For the records that follow, please set down exactly the lines between the one holding "PR #175, opened 2018-12-20" and the one holding "In addition, I", inclusive, and only those.

Information given
______________________________

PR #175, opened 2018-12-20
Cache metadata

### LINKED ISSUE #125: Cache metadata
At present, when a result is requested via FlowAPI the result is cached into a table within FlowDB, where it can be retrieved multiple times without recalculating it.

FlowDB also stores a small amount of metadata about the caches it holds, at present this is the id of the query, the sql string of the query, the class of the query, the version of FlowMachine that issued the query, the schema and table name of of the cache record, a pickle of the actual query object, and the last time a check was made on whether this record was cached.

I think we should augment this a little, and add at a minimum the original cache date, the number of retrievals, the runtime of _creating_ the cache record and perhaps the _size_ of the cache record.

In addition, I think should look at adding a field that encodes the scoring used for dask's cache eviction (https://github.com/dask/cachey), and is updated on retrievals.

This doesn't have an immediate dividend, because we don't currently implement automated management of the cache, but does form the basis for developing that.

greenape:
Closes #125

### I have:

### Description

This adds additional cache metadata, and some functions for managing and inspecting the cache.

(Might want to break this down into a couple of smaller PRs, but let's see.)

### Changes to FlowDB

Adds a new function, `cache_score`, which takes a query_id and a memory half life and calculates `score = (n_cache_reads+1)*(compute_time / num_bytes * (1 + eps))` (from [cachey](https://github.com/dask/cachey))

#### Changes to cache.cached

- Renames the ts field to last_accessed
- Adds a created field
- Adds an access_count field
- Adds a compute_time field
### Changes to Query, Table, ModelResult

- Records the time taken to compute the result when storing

______________________________

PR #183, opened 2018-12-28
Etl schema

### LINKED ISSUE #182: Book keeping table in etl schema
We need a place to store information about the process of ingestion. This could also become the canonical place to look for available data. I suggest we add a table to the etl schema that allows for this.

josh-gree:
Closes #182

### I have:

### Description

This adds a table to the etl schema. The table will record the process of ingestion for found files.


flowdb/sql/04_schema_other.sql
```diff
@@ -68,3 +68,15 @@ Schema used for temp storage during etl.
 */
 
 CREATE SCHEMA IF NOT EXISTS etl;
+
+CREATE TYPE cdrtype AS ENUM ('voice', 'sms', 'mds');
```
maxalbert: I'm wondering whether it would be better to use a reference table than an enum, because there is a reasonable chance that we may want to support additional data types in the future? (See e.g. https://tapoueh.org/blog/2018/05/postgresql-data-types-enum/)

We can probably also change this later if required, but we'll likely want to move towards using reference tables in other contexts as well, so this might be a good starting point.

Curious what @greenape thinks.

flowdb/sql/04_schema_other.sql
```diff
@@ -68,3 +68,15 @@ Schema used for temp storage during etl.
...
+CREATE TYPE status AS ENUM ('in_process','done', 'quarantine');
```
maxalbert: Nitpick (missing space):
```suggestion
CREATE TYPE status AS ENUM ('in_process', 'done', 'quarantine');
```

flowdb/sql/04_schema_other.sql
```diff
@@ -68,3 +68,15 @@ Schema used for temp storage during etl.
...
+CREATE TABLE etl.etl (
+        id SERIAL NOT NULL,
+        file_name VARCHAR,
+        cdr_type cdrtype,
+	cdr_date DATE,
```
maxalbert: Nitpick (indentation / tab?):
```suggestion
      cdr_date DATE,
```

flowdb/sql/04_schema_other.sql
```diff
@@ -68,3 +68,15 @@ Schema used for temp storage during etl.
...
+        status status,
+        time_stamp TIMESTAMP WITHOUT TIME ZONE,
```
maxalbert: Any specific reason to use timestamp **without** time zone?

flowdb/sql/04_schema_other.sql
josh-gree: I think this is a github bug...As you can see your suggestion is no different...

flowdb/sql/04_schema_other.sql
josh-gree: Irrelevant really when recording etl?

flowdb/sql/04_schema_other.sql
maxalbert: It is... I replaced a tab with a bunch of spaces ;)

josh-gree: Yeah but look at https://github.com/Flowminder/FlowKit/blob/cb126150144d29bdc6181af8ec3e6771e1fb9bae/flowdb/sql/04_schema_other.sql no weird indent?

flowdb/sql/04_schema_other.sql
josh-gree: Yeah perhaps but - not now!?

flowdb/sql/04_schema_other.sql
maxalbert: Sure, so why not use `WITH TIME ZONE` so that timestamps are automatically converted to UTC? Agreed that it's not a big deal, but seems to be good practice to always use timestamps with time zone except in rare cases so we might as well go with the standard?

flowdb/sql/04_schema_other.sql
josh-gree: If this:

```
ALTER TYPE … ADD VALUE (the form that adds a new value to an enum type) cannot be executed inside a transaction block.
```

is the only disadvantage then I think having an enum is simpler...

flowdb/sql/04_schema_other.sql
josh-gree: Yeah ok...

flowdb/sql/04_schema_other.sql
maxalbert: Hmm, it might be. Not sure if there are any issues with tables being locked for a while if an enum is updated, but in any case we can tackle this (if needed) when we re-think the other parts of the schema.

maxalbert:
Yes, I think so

______________________________

Written solution
PR #175, opened 2018-12-20
Cache metadata

### LINKED ISSUE #125: Cache metadata
At present, when a result is requested via FlowAPI the result is cached into a table within FlowDB, where it can be retrieved multiple times without recalculating it.

FlowDB also stores a small amount of metadata about the caches it holds, at present this is the id of the query, the sql string of the query, the class of the query, the version of FlowMachine that issued the query, the schema and table name of of the cache record, a pickle of the actual query object, and the last time a check was made on whether this record was cached.

I think we should augment this a little, and add at a minimum the original cache date, the number of retrievals, the runtime of _creating_ the cache record and perhaps the _size_ of the cache record.

In addition, I think should look at adding a field that encodes the scoring used for dask's cache eviction (https://github.com/dask/cachey), and is updated on retrievals.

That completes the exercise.